Le 28 mai prochain cela fera 2 ans jour pour jour qu’Ali, réfugié palestinien installé en France depuis 2016, est incarcéré en détention provisoire, sur des accusations portées par les autorités israéliennes, concernant des faits qui se seraient déroulés en Palestine. Depuis deux ans, ce père de famille, est incarcéré en violation flagrante du droit international, alors même que son peuple subit un génocide à Gaza depuis plus de deux ans et demi.
Issu d’une famille originaire de Jaffa, dans les territoires palestiniens colonisés en 1948, réfugiée dans le camp de Balata à Naplouse suite à la Nakba, Ali a subit la violence coloniale de plein fouet. Alors qu’il n’avait que 14 ans, son petit frère Muhammad, âgé de 7 ans, est assassiné devant ses yeux par un soldat israélien lors d’un raid menée par l’armée d’occupation sur le camp. Deux ans plus tard, Ali est arrêté puis incarcéré dans les prisons coloniales pour la première fois, à l’âge de 16 ans, pour une durée de 4 ans. Par la suite, Ali sera incarcéré à trois reprises, sans charges, accusations ni procès pour une durée totale de 4 ans.

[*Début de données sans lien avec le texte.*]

PR #920, opened 2017-03-01
Add SimpleAlerter for posting matches via http

muravitskiy:
This pull request adds new SimpleAlerter for posting unchanged matches and triggered rule name


elastalert/alerts.py
```diff
@@ -1178,3 +1178,35 @@ def alert(self, matches):
     def get_info(self):
         return {'type': 'ServiceNow',
                 'self.servicenow_rest_url': self.servicenow_rest_url}
+
+
+class SimpleAlerter(Alerter):
```
Qmando: Can we rename this SimplePostAlerter?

Alors qu’il n’a que 36 ans, Ali a ainsi passé 10 ans de sa vie en prison, dont deux dans le pays dans lequel nous vivons, sans procès, sur demande des autorités contre lesquelles la France lui avait promis asile et protection. Son incarcération est une illustration flagrante de la répression qui touche les réfugié·es palestinien·nes en Europe. Comme lui, de nombreux Palestiniens sont aujourd’hui incarcérés en Italie, en Autriche ou encore en Allemagne pour des accusations émanant de l’État israélien, ou en répression de leur mobilisation contre le génocide en cours de leur peuple.
Le 22 mai 2026, une audience s’est tenue auprès du Juge des libertés et de la détention, au Tribunal de Grande Instance de Porte de Clichy, à Paris, pour étudier une nouvelle demande de mise en liberté déposée par les avocats d’Ali. L’AFPS était présente au rassemblement de soutien devant le tribunal pour soutenir Ali.
Verdict de l’audience de demande de libération d’Ali : il reste incarcéré ! Non seulement le tribunal n’a pas ordonné sa libération mais il a décidé d’une détention provisoire de 6 mois supplémentaires.
Rendez-vous le samedi 30 mai dans les mobilisations pour exiger la libération d’Ali et la restitution de son statut de réfugié ! Après deux années d’incarcération, Ali doit être libéré ! À Paris : manifestation samedi 30 mai. Départ à 14h de la place de la République.